I dont mind at all, helping other people helps me think and learn new things too.
Your right when you do the twos compliment you can't add 4, I just used that as an example, but the principle is the same, especially since you can only have 0's and 1's the actual value of 4 doesn't matter.
Lets look at your example: -53 >> 2
11111111 11111111 11111111 11001011 -53, becomes
11111111 11111111 11111111 11110010 after the shift
To find the decimal value use the twos compliment rule:
11111111 11111111 11111111 11110010
00000000 00000000 00000000 00001101 after flipping the bits.
When we add 1 to it we add the 1 to the right side bit (least significant) because it is also a 1 the result becomes a 0 and we carry a 1 to the next bit on the left.

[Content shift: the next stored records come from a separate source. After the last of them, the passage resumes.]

PR #61, opened 2017-12-22
Merging histograms on different scale parameters

olimpias:
Merging histograms on different scale parameters has become possible and a unit test is added.
In makefile pwd is changed with shell pwd

### DIFF
--- a/stats/stats.go
+++ b/stats/stats.go
@@ -177,6 +177,10 @@ type HistogramData struct {
 func NewHistogram(Offset float64, Divider float64) *Histogram {
 	h := new(Histogram)
 	h.Offset = Offset
+	if Divider == 0 {
+		log.Fatalf("Divider can not be %f",Divider)
+		return nil
+	}
 	h.Divider = Divider
 	h.Hdata = make([]int32, numBuckets+1)
 	return h
@@ -206,14 +210,7 @@ func init() {
 func (h *Histogram) Record(v float64) {
 	h.Counter.Record(v)
 	// Scaled value to bucketize:
-	scaledVal := (v - h.Offset) / h.Divider
-	idx := 0
-	if scaledVal >= lastValue {
-		idx = numBuckets
-	} else if scaledVal >= firstValue {
-		idx = val2Bucket[int(scaledVal)]
-	} // else it's <  and idx 0
-	h.Hdata[idx]++
+	h.appendRecordToHistogram(v)
 }
 
 // CalcPercentile returns the value for an input percentile
@@ -393,21 +390,56 @@ func (h *Histogram) Clone() *Histogram {
 // CopyFrom sets the content of this object to a copy of the src.
 func (h *Histogram) CopyFrom(src *Histogram) {
 	h.Counter = src.Counter
-	// we don't copy offset/divider as this assumes compatible src/dest
-	for i := 0; i < len(h.Hdata); i++ {
-		h.Hdata[i] += src.Hdata[i]
+	h.CopyHDataFrom(src)
+}
+
+func (h *Histogram) CopyHDataFrom(src * Histogram)  {
+	if h.Divider == src.Divider && h.Offset == src.Offset {
+		for i := 0; i < len(h.Hdata); i++ {
+			h.Hdata[i] += src.Hdata[i]
+		}
+		return;
+	}
+	//Scale values are not equal for histograms.
+	//Need to receive record values from src and add them to h according to h's offset and divider
+	var scaledValue float64
+	for i := 0; i < len(src.Hdata); i++ {
+		if src.Hdata[i] == 0 {
+			continue
+		}
+		scaledValue = -1
+		//Find scaleValue in val2Bucket
+		for j := 0; j<numBuckets; j++ {
+			if val2Bucket[j] == i {
+				scaledValue = float64(j)
+			}
+		}
+		if scaledValue == -1{
+			continue
+		}
+		v := scaledValue * src.Divider + src.Offset
+		for src.Hdata[i] != 0{
+			h.appendRecordToHistogram(v)
+			src.Hdata[i] -= 1
+		}
 	}
 }
 
+func (h*Histogram) appendRecordToHistogram(v float64)  {
+	// Scaled value to bucketize:
+	scaledVal := (v - h.Offset) / h.Divider
+	idx := 0
+	if scaledVal >= lastValue {
+		idx = numBuckets
+	} else if scaledVal >= firstValue {
+		idx = val2Bucket[int(scaledVal)]
+	} // else it's <  and idx 0
+	h.Hdata[idx]++
+}
+
+
 // Transfer merges the data from src into this Histogram and clears src.
 func (h *Histogram) Transfer(src *Histogram) {
-	// TODO potentially merge despite different offset/scale
-	if src.Offset != h.Offset {
-		log.Fatalf("Incompatible offsets in Histogram Transfer %f %f", src.Offset, h.Offset)
-	}
-	if src.Divider != h.Divider {
-		log.Fatalf("Incompatible scale in Histogram Transfer %f %f", src.Divider, h.Divider)
-	}
 	if src.Count == 0 {
 		return
 	}
@@ -417,9 +449,7 @@ func (h *Histogram) Transfer(src *Histogram) {
 		return
 	}
 	h.Counter.Transfer(&src.Counter)
-	for i := 0; i < len(h.Hdata); i++ {
-		h.Hdata[i] += src.Hdata[i]
-	}
+	h.CopyHDataFrom(src)
 	src.Reset()
 }
 
--- a/stats/stats.go
+++ b/stats/stats.go
@@ -178,7 +178,7 @@ func NewHistogram(Offset float64, Divider float64) *Histogram {
 	h := new(Histogram)
 	h.Offset = Offset
 	if Divider == 0 {
-		log.Fatalf("Divider can not be %f",Divider)
+		log.Fatalf("Divider can not be zero")
 		return nil
 	}
 	h.Divider = Divider
@@ -209,8 +209,19 @@ func init() {
 // Record records a data point.
 func (h *Histogram) Record(v float64) {
 	h.Counter.Record(v)
-	// Scaled value to bucketize:
 	h.appendRecordToHistogram(v)
+}
+
+func (h *Histogram) appendRecordToHistogram(v float64) {
+	// Scaled value to bucketize:
+	scaledVal := (v - h.Offset) / h.Divider
+	idx := 0
+	if scaledVal >= lastValue {
+		idx = numBuckets
+	} else if scaledVal >= firstValue {
+		idx = val2Bucket[int(scaledVal)]
+	} // else it's <  and idx 0
+	h.Hdata[idx]++
 }
 
 // CalcPercentile returns the value for an input percentile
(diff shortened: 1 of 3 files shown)


stats/stats.go
```diff
@@ -177,6 +177,10 @@ type HistogramData struct {
 func NewHistogram(Offset float64, Divider float64) *Histogram {
 	h := new(Histogram)
 	h.Offset = Offset
+	if Divider == 0 {
+		log.Fatalf("Divider can not be %f",Divider)
```
ldemailly: might as well say "Divider can not be zero"

stats/stats_test.go
```diff
@@ -380,8 +380,51 @@ func TestHistogramNegativeNumbers(t *testing.T) {
...
+# target 75% 58.25
+h2 should now be empty : no data
+`
+	if actual != expected {
+		t.Errorf("unexpected:\n%s\tvs:\n%s", actual, expected)
+	}
+}
+
 func TestTransferHistogram(t *testing.T) {
-	tP := []float64{100.} // TODO: use 75 and fix bug
```
ldemailly: the TODO may not have been very clear but when using 75% instead of 100% some results didn't match my expectations - basically when using 75% I expect the value given to be == the 3rd point / 4 points

stats/stats_test.go
```diff
@@ -415,19 +458,19 @@ func TestTransferHistogram(t *testing.T) {
...
-# target 100% 90
+# target 75% 90
 merged h2 -> h1 : count 4 avg 50 +/- 35.36 min 10 max 90 sum 200
 # range, mid point, percentile, count
 >= 10 < 20 , 15 , 25.00, 1
 >= 20 < 30 , 25 , 50.00, 1
 >= 80 < 90 , 85 , 75.00, 1
 >= 90 <= 90 , 90 , 100.00, 1
-# target 100% 90
+# target 75% 90
```
ldemailly: this one should be 80 not 90

stats/stats_test.go
```diff
@@ -436,22 +479,22 @@ merged h1a -> h2a : count 5 avg 50 +/- 31.62 min 10 max 90 sum 250
 >= 50 < 60 , 55 , 60.00, 1
 >= 80 < 90 , 85 , 80.00, 1
 >= 90 <= 90 , 90 , 100.00, 1
-# target 100% 90
+# target 75% 87.5
```
ldemailly: this one should be between 50 and 80

stats/stats_test.go
```diff
@@ -436,22 +479,22 @@ merged h1a -> h2a : count 5 avg 50 +/- 31.62 min 10 max 90 sum 250
...
 h1 should now be empty : no data
 h3 after merge - 1 : count 4 avg 50 +/- 35.36 min 10 max 90 sum 200
 # range, mid point, percentile, count
 >= 10 < 20 , 15 , 25.00, 1
 >= 20 < 30 , 25 , 50.00, 1
 >= 80 < 90 , 85 , 75.00, 1
 >= 90 <= 90 , 90 , 100.00, 1
-# target 100% 90
+# target 75% 90
```
ldemailly: should be 80

stats/stats_test.go
```diff
@@ -436,22 +479,22 @@ merged h1a -> h2a : count 5 avg 50 +/- 31.62 min 10 max 90 sum 250
...
 h3 after merge - 2 : count 4 avg 50 +/- 35.36 min 10 max 90 sum 200
 # range, mid point, percentile, count
 >= 10 < 20 , 15 , 25.00, 1
 >= 20 < 30 , 25 , 50.00, 1
 >= 80 < 90 , 85 , 75.00, 1
 >= 90 <= 90 , 90 , 100.00, 1
-# target 100% 90
+# target 75% 90
```
ldemailly: should be 80

stats/stats.go
```diff
@@ -393,21 +390,56 @@ func (h *Histogram) Clone() *Histogram {
...
+		}
+		v := scaledValue * src.Divider + src.Offset
+		for src.Hdata[i] != 0{
+			h.appendRecordToHistogram(v)
+			src.Hdata[i] -= 1
+		}
+	}
+}
+
+func (h*Histogram) appendRecordToHistogram(v float64)  {
```
ldemailly: can you move that function to line 215, it would minimize the diff

stats/stats.go
```diff
@@ -393,21 +390,56 @@ func (h *Histogram) Clone() *Histogram {
 // CopyFrom sets the content of this object to a copy of the src.
 func (h *Histogram) CopyFrom(src *Histogram) {
 	h.Counter = src.Counter
-	// we don't copy offset/divider as this assumes compatible src/dest
-	for i := 0; i < len(h.Hdata); i++ {
-		h.Hdata[i] += src.Hdata[i]
+	h.CopyHDataFrom(src)
+}
+
+func (h *Histogram) CopyHDataFrom(src * Histogram)  {
```
ldemailly: can you add a comment for the method, including that in your current implementation the destination histogram "wins" 
(maybe we can add later some other method that tries to calculate the best/most compatible offset/divider pair for the 2 or N input histograms)

stats/stats.go
```diff
@@ -393,21 +390,56 @@ func (h *Histogram) Clone() *Histogram {
...
+	if h.Divider == src.Divider && h.Offset == src.Offset {
+		for i := 0; i < len(h.Hdata); i++ {
+			h.Hdata[i] += src.Hdata[i]
+		}
+		return;
 	}
+	//Scale values are not equal for histograms.
+	//Need to receive record values from src and add them to h according to h's offset and divider
+	var scaledValue float64
+	for i := 0; i < len(src.Hdata); i++ {
```
ldemailly: this may be easier and more correct if you use Export() on src first

or make a function on how to return the interval for each bucket that both export and this can use

you want to use at least the mid point of the range as the value (though it's not quite the best that can be done when re-bining) there are some subtleties around min and max too (ie if 1 bucket is [min, x] and has a count of 1 the value to use is min, not (min+x)/2))

ldemailly (changes requested):
Thanks a lot for the PR!

Please see the test (formatting) failures and fix those as well as comments below:

stats/stats.go
olimpias: Okay I added

stats/stats.go
olimpias: As you mention I used Export method on src to receive histogramData. And I processed its Datas with formula that you mention above.

stats/stats.go
olimpias: Sure

stats/stats_test.go
olimpias: Could bug be on CalcPercentile method in stats.go? because When I ran TestHistogram test, CalcPercentile method calculates 775 for 75 percentile however 775 is in range of 80 percentile. As you correct below, I have expected to be min value near target percentile.

stats/stats.go
olimpias: sure

stats/stats_test.go
olimpias: If you approve that there is a bug on CalcPercentile method, I made solution, I would like to commit. Also, merry Christmas @ldemailly :)

ldemailly:
Did you forget to push your updates? I don’t see them

Merry Christmas

olimpias:
Merry Christmas @ldemailly,  I am waiting for your comment about  CalcPercentile method in stats.go.

stats/stats_test.go
ldemailly: yes I expect there is a bug ("fix bug" part) though maybe the bug fix can be a different PR for just that todo/bug fix if you don't spot the bug easily

btw those tests relying on the text output are old, written before there was an Export, new test can be more easily written against that or directly calling CalcPercentile

olimpias:
Btw I had a problem for running make lint in sudo mode. I solve problem by changing $(PWD) to $(CURDIR) in MakeFile. If you wish, I could PR it too. Also according to https://sourceforge.net/p/ipt-netflow/bugs-requests-patches/53/ $(CURDIR) guarantees to give relative path.

ldemailly:
> Btw I had a problem for running make lint in sudo mode. I solve problem by changing $(PWD) to $(CURDIR) in MakeFile. If you wish, I could PR it too. Also according to https://sourceforge.net/p/ipt-netflow/bugs-requests-patches/53/ $(CURDIR) guarantees to give relative path.

you shouldn't need sudo for any command (you may need your user to be in the docker group though) but sure (though I think the current makefile isn't gnu make specific - I guess we could use $(shell pwd) too if $(PWD) isn't always set

olimpias:
I just realized that I forgot to reverse todo about changing percentile to 75. in test class. Now, I pushed. Also I think we should change $(PWD) to $(shell pwd), $(shell pwd) worked in sudo.

stats/stats.go
```diff
@@ -393,21 +401,35 @@ func (h *Histogram) Clone() *Histogram {
...
+		for i := 0; i < len(h.Hdata); i++ {
+			h.Hdata[i] += src.Hdata[i]
+		}
+		return
+	}
+
+	hData := src.Export([]float64{})
+	for _, v := range hData.Data {
+		if v.Count == 1 {
+			h.appendRecordToHistogram(v.Start)
```
ldemailly: that's not correct, if the value is neither min nor max, there could be a single count in the bucket and the best value is still the midpoint, not the first one

it'd be good to preserve min and max (but if you don't the loop below is all you need)

stats/stats_test.go
```diff
@@ -380,6 +380,49 @@ func TestHistogramNegativeNumbers(t *testing.T) {
...
+func TestTransferHistogramWithDifferentScales(t *testing.T) {
+	tP := []float64{75.}
+	var b bytes.Buffer
+	w := bufio.NewWriter(&b)
+	h1 := NewHistogram(2, 15)
+	h1.Record(30)
+	h1.Record(40)
+	h1.Record(50)
+	h2 := NewHistogram(0, 10)
+	h2.Record(20)
```
ldemailly, line 392: add another point in same bucket for h2 so you see the bug that you only added 1 count (do it before fixing the bug so you know you have a test before the fix)

stats/stats.go
```diff
@@ -393,21 +401,29 @@ func (h *Histogram) Clone() *Histogram {
...
+	if h.Divider == src.Divider && h.Offset == src.Offset {
+		for i := 0; i < len(h.Hdata); i++ {
+			h.Hdata[i] += src.Hdata[i]
+		}
+		return
+	}
+
+	hData := src.Export([]float64{})
+	for _, data := range hData.Data {
+		v := float64(data.Count) * (data.Start + data.End) / 2
```
ldemailly: this is wrong

stats/stats.go
```diff
@@ -393,21 +401,29 @@ func (h *Histogram) Clone() *Histogram {
...
-	// we don't copy offset/divider as this assumes compatible src/dest
-	for i := 0; i < len(h.Hdata); i++ {
-		h.Hdata[i] += src.Hdata[i]
+	h.CopyHDataFrom(src)
+}
+
+// CopyHDataFrom appends histogram data values to this object from the src.
+// Src histogram data values will be appended according to this object's
+// offset and divider
+func (h *Histogram) CopyHDataFrom(src *Histogram) {
```
ldemailly: let's not expose this, rename to `copyHDataFrom()`

stats/stats.go
```diff
@@ -205,6 +209,10 @@ func init() {
 // Record records a data point.
 func (h *Histogram) Record(v float64) {
 	h.Counter.Record(v)
+	h.appendRecordToHistogram(v)
+}
+
+func (h *Histogram) appendRecordToHistogram(v float64) {
```
ldemailly: let's call this lowercase `record()` it's consistent with what it does - you could consider adding a count param to avoid a loop in the other one

ldemailly (changes requested):

stats/stats.go
olimpias: I hope, this time it will be okay :)

ldemailly (approved):
thanks!

olimpias:
Thank you for your comments @ldemailly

That bit is a 0 so adding 1 to it doesn't overflow and the result bit is a 1. The final answer would be:
00000000 00000000 00000000 00001110
this would be 14 in decimal so the result of your shift was -14.
When you get 13 you are probably not adding the 1. 13 is
00000000 00000000 00000000 00001101, which is the result after flipping all of the bits.
Another way of looking at carrying in binary:
Think of it this way, after you flip all the bits you have
00000000 00000000 00000000 00001101 this is 13, now you have to add 1. In decimal we know when you add one to a number the number increases. In binary it has to do the same thing. So if you have
00000000 00000000 00000000 00001101 and add 1, after you add the 1 but before you carry it over you have
00000000 00000000 00000000 00001100 this is 12, since we know the number has to increase you have to add a 1 back in somewhere. To do that you just keep moving left every 1 you see will become a 0, until you find a 0 and change it to a 1.
If that made it more confusing sorry, I tried to explain it another way, that helps for me
alot.
Dave
[This message has been edited by Dave Vick (edited July 24, 2001).]